• Exercise aim
The entries shown below should be output exactly as they appear.

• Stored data
"""

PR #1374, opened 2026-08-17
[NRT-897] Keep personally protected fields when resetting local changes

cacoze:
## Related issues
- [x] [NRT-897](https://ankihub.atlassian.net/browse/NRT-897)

"""

• Response to the exercise
PR #1374, opened 2026-08-17
[NRT-897] Keep personally protected fields when resetting local changes

cacoze:
## Related issues
- [x] [NRT-897](https://ankihub.atlassian.net/browse/NRT-897)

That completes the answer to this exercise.